Rudin has gone through complex scenarios to prove this theorem, but isn't the following correct?
By contradiction, let $\exists p\in \mathbb{Q}; p^2=2$. Take $p=a/b$ where $a,b\in \mathbb{Z}$ and $(a,b)=1$. So, $a^2/b^2=2\Rightarrow a^2=2b^2\Rightarrow a=\sqrt{2}b$, yielding $\sqrt{2}b\in \mathbb{R}\backslash\mathbb{Q}\Rightarrow a\in\mathbb{R}\backslash\mathbb{Q}$, contradicting $a\in \mathbb{Z}$. $\square$
Here's the correct way to prove this, anyway:
Let $p\in \mathbb{Q}$, so $\exists a,b\in \mathbb{Z}; p=a/b$ where a and b are not both even.

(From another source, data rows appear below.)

PR #263, opened 2021-11-17
Documentation for why we want EDB

### LINKED ISSUE #141: Background on why we need/want the EDB
A brief doc on why we want the EDB and how it simplifies the setup of chemistry configurations for model development would be beneficial. 

At the surface-level, it may seem obvious that storing data in a database for simple queries and loading would be more efficient than manually entering thermo config dictionaries (for example), but it would be nice if we could really spell out the purpose and benefits of having the EDB and the role that it plays specifically in Proteuslib. 

From a more holistic perspective, perhaps we should come up with a schema (if a currently relevant one doesn't already exist) that illustrates the main components of a complete Proteuslib workflow and where the EDB fits in.

aladshaw3:
## Fixes/Addresses:

#141 

- Adding documentation on why we want edb
-

### Legal Acknowledgement


adam-a-a (dismissed):
LGTM

docs/background/why_use_edb.rst
```diff
@@ -0,0 +1,56 @@
...
+code duplication, as each of the configuration dictionaries would have significant overlap with
+each other.
+
+The EDB will also greatly simplify how WaterTAP users can define their own system chemistry. As an
+example, take a look at the difference between the amount of code and knowledge that is necessary
+to create configuration dictionaries :ref:`manually<how_to_setup_simple_chemistry>` versus how
+the EDB can generate those same configuration dictionaries :ref:`automatically<how_to_use_edb>`
+in the 'Simple EDB Example'.
+
+To start using EDB, have a look at the :ref:`installation instructions<install-edb>`
```
lbianchi-lbl:
```suggestion
To start using EDB, have a look at the :ref:`installation instructions<install-edb>`.
```

lbianchi-lbl (changes requested):
Looks good! I just spotted one missing period, which I think is the nitpicky-est non-whitespace correction one can make.

lbianchi-lbl (approved):

adam-a-a (approved):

Thus, $a^2=2b^2$, yielding $a^2$ is even, hence a is even, so a is divisible by 4. It follows that the $2b^2$ is divisible by 4. So $b^2$ is even implying b is even. That contradicts the assumption that not both a and b are even. $\square$
You started assuming that $\sqrt{2}$ is rational, as $b$ is rational and then $\sqrt{2}b$ is rational!